PROBLEM DETAILS: Scan the data. Collect each line that contains the word "disabled".

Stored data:
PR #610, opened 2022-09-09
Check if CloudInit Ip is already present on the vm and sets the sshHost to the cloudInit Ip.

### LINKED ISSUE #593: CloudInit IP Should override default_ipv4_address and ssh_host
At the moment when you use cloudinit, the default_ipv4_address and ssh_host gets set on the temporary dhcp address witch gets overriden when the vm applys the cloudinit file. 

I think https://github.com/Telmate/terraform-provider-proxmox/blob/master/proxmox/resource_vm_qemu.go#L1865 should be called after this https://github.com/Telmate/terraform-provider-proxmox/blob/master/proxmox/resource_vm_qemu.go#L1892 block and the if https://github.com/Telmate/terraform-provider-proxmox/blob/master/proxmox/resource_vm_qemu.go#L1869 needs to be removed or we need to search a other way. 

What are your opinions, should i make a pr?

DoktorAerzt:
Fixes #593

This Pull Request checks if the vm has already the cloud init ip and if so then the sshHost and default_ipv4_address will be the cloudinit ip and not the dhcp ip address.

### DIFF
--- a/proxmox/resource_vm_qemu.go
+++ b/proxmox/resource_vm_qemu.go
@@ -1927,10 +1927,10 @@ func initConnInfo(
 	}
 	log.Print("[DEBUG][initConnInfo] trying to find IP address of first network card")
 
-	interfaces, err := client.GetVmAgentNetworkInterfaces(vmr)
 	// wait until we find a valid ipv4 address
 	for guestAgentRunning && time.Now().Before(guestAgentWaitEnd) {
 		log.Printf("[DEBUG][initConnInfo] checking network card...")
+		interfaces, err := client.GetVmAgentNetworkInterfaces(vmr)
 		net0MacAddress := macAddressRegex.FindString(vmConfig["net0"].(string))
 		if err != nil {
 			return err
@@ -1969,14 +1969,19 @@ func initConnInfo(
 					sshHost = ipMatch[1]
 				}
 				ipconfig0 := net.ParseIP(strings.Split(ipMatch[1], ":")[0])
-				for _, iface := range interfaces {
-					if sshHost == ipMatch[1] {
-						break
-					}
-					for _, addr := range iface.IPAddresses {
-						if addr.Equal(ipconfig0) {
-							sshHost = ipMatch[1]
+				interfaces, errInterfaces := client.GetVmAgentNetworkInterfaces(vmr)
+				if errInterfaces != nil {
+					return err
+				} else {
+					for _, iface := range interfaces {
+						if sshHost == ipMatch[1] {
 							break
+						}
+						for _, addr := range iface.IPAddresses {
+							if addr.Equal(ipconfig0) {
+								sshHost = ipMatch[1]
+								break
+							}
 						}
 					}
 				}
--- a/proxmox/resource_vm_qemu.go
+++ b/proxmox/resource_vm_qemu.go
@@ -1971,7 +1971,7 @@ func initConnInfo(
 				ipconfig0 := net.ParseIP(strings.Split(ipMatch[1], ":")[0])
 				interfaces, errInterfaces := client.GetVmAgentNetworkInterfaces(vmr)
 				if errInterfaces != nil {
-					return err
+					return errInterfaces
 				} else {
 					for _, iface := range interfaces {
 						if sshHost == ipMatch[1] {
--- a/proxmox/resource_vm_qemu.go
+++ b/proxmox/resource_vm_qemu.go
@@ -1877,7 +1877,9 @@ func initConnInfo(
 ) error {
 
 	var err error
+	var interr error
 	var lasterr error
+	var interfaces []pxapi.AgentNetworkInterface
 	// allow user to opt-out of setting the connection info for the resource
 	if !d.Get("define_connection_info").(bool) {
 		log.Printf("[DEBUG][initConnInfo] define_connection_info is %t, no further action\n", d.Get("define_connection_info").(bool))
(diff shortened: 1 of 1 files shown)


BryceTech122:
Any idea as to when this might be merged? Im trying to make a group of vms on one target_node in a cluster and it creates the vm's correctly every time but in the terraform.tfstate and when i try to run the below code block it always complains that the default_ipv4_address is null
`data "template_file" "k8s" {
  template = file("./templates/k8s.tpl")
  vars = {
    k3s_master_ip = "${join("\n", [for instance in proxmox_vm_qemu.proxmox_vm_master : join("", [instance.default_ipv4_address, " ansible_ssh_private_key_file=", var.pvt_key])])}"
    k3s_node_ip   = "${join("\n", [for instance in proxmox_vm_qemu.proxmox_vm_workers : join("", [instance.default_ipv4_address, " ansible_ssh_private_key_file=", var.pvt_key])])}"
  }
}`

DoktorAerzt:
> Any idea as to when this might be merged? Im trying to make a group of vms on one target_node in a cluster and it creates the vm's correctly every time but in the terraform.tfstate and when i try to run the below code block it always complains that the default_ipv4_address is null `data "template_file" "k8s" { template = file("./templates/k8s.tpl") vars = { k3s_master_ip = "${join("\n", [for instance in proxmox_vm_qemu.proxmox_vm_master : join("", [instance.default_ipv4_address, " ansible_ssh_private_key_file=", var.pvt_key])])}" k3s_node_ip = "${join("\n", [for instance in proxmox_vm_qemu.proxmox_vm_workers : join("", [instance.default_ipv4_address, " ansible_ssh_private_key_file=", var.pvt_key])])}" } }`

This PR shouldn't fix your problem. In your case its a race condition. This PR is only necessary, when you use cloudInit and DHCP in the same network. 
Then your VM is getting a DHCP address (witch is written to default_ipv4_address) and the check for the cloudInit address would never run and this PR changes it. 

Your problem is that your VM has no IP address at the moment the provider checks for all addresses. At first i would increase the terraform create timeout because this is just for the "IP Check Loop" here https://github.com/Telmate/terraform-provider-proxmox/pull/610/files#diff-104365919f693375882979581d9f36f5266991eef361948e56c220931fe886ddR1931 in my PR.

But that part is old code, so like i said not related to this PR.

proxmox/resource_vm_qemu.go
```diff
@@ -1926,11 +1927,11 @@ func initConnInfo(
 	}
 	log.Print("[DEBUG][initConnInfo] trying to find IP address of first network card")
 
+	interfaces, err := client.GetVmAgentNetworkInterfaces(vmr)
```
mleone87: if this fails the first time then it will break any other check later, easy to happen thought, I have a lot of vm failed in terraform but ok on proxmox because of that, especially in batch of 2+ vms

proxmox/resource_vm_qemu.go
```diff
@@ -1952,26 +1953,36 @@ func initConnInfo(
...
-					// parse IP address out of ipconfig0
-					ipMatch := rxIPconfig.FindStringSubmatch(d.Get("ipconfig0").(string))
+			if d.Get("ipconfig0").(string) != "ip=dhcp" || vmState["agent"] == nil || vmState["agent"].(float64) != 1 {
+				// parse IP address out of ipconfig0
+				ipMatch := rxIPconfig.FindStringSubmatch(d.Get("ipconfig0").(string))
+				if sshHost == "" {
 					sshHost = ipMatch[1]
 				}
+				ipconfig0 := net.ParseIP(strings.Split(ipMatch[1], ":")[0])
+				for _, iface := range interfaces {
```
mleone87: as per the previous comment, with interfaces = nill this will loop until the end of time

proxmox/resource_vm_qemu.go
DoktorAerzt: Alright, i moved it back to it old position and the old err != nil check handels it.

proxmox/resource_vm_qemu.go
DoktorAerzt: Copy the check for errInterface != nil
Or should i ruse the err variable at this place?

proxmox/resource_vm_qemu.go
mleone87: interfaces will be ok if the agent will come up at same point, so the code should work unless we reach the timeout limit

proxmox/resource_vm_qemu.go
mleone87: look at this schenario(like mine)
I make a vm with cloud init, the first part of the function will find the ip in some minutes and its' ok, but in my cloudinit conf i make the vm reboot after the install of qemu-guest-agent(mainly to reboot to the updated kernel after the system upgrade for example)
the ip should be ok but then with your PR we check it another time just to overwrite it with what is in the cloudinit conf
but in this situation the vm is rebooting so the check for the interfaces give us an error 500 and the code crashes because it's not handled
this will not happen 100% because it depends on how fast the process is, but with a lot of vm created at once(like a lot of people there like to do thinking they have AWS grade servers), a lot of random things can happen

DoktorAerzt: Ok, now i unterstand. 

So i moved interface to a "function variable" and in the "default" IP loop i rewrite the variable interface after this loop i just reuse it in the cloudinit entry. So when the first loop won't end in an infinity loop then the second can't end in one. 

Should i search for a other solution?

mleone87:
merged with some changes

...

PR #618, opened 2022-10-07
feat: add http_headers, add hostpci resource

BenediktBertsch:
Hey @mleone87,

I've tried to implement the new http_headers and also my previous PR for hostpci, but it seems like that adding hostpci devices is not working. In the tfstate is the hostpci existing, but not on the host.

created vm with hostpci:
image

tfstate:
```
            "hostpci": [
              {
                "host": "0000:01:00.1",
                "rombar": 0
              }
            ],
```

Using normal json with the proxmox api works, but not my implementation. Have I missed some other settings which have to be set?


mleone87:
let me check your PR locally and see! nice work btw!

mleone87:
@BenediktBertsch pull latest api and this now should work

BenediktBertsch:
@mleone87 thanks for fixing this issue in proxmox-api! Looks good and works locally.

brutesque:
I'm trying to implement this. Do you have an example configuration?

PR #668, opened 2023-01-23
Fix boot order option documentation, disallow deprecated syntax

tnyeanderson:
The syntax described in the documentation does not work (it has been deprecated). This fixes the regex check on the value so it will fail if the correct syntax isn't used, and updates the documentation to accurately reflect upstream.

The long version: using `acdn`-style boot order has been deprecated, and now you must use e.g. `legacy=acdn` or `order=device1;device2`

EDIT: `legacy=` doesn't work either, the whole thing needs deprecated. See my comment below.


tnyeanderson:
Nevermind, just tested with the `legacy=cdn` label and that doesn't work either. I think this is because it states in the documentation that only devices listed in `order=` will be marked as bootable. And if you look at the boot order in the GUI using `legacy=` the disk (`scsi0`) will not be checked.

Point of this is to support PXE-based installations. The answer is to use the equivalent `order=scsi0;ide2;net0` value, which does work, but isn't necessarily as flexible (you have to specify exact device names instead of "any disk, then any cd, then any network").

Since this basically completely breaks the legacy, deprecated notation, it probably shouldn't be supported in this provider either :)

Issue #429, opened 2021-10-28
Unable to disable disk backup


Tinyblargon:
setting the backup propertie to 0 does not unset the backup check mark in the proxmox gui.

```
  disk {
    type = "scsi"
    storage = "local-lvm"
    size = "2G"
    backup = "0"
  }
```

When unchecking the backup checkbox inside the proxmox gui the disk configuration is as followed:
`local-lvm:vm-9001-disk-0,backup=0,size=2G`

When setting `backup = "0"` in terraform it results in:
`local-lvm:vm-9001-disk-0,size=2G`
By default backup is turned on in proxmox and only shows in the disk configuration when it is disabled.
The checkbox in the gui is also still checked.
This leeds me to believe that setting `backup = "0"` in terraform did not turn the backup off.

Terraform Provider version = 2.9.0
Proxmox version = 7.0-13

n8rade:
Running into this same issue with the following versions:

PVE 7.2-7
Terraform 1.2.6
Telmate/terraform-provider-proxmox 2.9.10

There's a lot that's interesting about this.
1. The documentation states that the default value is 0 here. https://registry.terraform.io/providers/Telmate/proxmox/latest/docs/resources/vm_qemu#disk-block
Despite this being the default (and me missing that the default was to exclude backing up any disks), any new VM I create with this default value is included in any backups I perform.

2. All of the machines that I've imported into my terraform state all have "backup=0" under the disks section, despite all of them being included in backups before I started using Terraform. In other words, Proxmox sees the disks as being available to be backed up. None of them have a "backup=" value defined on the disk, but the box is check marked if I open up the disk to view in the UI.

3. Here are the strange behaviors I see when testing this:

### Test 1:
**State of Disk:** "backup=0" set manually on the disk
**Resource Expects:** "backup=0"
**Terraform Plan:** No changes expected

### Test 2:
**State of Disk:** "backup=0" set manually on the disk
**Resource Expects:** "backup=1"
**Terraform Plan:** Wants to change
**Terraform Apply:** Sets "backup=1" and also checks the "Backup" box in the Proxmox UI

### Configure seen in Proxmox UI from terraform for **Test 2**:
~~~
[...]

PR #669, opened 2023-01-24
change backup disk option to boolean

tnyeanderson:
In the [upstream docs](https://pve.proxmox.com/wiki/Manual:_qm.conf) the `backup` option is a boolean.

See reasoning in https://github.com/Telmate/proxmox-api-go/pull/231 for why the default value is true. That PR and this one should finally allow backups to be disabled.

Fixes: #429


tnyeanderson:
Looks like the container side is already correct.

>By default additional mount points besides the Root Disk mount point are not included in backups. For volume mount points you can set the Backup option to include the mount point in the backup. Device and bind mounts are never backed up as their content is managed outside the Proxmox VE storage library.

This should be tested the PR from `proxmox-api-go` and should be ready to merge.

WORKED SOLUTION:
By default backup is turned on in proxmox and only shows in the disk configuration when it is disabled.
See reasoning in https://github.com/Telmate/proxmox-api-go/pull/231 for why the default value is true. That PR and this one should finally allow backups to be disabled.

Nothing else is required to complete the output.